Exercise requirements: Your task is to find every line in the records that holds the string "using" and copy it.

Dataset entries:
===============

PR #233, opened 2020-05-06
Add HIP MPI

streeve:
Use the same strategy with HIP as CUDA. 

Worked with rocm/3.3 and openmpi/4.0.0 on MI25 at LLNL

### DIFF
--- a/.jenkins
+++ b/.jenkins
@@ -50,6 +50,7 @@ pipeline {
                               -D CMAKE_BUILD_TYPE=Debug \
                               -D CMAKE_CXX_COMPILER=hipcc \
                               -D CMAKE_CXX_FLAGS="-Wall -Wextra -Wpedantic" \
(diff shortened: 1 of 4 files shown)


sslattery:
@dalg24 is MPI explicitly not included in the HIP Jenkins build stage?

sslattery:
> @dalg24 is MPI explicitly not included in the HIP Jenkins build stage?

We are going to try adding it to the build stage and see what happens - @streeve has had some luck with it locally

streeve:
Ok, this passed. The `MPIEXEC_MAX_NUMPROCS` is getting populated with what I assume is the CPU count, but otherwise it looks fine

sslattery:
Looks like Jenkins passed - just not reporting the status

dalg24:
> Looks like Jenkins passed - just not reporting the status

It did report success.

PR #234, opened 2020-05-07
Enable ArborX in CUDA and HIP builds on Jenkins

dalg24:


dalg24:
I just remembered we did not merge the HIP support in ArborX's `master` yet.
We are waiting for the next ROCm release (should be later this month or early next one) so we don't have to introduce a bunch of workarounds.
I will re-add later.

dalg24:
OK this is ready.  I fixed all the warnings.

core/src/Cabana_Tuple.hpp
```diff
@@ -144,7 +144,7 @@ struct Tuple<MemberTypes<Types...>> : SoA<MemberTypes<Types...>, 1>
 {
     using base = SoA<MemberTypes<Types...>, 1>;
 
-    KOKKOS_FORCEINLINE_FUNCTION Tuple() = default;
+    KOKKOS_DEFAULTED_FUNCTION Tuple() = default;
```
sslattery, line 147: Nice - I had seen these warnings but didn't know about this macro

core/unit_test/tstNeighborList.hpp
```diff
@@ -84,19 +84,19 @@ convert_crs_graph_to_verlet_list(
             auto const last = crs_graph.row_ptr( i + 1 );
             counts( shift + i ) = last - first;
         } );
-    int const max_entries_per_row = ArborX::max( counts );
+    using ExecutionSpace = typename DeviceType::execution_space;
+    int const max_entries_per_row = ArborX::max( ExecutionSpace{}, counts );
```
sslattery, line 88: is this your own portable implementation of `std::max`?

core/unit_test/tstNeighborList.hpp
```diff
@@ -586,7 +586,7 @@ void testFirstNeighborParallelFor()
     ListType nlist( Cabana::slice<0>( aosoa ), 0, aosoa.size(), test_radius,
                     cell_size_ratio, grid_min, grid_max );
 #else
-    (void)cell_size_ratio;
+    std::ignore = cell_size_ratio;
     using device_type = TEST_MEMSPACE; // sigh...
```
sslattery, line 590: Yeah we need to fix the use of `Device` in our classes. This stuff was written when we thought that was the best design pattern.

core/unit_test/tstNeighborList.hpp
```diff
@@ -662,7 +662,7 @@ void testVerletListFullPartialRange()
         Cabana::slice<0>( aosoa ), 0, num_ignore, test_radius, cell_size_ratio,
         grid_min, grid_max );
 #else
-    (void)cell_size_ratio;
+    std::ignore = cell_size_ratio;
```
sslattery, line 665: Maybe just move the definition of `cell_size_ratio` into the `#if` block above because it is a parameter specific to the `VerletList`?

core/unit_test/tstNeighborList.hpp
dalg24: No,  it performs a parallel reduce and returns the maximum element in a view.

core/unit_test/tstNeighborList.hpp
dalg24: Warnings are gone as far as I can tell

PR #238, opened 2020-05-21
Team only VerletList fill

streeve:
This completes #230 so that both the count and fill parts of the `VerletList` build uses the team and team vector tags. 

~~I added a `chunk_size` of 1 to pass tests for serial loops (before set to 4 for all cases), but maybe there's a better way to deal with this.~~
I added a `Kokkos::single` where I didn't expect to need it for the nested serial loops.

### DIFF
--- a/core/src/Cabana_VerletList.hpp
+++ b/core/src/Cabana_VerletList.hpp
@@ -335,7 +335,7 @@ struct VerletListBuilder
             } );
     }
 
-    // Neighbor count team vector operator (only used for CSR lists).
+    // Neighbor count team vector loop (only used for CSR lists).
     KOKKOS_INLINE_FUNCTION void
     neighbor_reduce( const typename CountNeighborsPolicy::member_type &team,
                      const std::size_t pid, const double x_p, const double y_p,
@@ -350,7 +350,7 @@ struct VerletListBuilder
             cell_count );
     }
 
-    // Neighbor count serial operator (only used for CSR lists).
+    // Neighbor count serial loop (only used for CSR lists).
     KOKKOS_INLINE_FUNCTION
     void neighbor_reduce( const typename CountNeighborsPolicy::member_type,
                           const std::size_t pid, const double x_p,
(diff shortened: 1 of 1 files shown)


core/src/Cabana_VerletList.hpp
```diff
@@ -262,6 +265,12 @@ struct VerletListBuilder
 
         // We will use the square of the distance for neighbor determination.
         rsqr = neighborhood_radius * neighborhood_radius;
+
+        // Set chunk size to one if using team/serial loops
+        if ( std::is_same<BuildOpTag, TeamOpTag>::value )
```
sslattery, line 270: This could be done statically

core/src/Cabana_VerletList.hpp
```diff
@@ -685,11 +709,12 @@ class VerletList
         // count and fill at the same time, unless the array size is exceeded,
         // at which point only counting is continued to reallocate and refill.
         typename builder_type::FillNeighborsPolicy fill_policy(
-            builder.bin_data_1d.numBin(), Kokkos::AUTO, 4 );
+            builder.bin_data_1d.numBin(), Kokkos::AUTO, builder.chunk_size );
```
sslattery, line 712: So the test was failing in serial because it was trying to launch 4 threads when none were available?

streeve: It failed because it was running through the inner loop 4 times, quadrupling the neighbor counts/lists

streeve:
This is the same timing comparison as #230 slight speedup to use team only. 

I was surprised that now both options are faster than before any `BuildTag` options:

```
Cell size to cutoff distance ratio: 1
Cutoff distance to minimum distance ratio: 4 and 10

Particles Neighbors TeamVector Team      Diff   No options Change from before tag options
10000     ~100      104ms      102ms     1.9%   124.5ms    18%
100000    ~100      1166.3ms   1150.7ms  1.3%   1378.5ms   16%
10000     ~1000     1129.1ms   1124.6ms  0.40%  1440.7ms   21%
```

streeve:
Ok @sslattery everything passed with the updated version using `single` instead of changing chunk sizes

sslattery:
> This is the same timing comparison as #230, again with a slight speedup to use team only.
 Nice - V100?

===============

Task output:
     using base = SoA<MemberTypes<Types...>, 1>;
+    using ExecutionSpace = typename DeviceType::execution_space;
     using device_type = TEST_MEMSPACE; // sigh...
+        // Set chunk size to one if using team/serial loops
Ok @sslattery everything passed with the updated version using `single` instead of changing chunk sizes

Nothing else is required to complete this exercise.